Exercise description: Could you write out the lines below exactly, beginning with the first and finishing with the one that contains "## Why both?"?

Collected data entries
Content starts
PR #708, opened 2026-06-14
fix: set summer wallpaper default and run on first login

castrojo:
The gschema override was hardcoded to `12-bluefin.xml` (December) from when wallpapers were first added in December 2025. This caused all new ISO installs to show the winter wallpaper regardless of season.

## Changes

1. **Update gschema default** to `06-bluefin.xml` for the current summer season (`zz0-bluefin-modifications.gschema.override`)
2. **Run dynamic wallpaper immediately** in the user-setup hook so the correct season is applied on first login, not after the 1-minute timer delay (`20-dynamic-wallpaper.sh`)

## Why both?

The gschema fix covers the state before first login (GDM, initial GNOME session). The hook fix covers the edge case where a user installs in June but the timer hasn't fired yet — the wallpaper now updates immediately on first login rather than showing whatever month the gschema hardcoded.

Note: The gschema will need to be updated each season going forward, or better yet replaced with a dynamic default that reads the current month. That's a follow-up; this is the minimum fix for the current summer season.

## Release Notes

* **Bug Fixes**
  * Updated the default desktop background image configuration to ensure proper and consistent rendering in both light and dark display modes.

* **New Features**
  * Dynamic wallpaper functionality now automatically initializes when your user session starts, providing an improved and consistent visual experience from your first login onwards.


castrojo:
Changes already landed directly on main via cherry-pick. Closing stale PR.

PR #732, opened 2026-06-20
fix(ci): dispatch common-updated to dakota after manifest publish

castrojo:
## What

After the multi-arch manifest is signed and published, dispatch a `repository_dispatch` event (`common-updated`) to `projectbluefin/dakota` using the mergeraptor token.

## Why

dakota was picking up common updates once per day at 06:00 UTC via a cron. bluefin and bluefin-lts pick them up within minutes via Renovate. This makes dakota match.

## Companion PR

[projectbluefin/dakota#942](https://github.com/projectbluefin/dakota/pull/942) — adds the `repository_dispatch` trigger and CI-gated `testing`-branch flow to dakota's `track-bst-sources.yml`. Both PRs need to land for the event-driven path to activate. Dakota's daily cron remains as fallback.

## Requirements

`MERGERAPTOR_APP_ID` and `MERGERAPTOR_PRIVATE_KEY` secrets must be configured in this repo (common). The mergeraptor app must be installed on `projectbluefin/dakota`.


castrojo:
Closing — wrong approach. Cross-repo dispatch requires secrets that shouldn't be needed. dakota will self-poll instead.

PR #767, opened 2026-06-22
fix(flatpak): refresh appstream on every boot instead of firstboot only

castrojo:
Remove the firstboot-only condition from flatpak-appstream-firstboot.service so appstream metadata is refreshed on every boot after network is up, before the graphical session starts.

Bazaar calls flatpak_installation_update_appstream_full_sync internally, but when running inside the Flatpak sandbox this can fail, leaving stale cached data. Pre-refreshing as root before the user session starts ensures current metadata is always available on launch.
Content ends
Answer to the problem:
PR #708, opened 2026-06-14
fix: set summer wallpaper default and run on first login

castrojo:
The gschema override was hardcoded to `12-bluefin.xml` (December) from when wallpapers were first added in December 2025. This caused all new ISO installs to show the winter wallpaper regardless of season.

## Changes

1. **Update gschema default** to `06-bluefin.xml` for the current summer season (`zz0-bluefin-modifications.gschema.override`)
2. **Run dynamic wallpaper immediately** in the user-setup hook so the correct season is applied on first login, not after the 1-minute timer delay (`20-dynamic-wallpaper.sh`)

## Why both?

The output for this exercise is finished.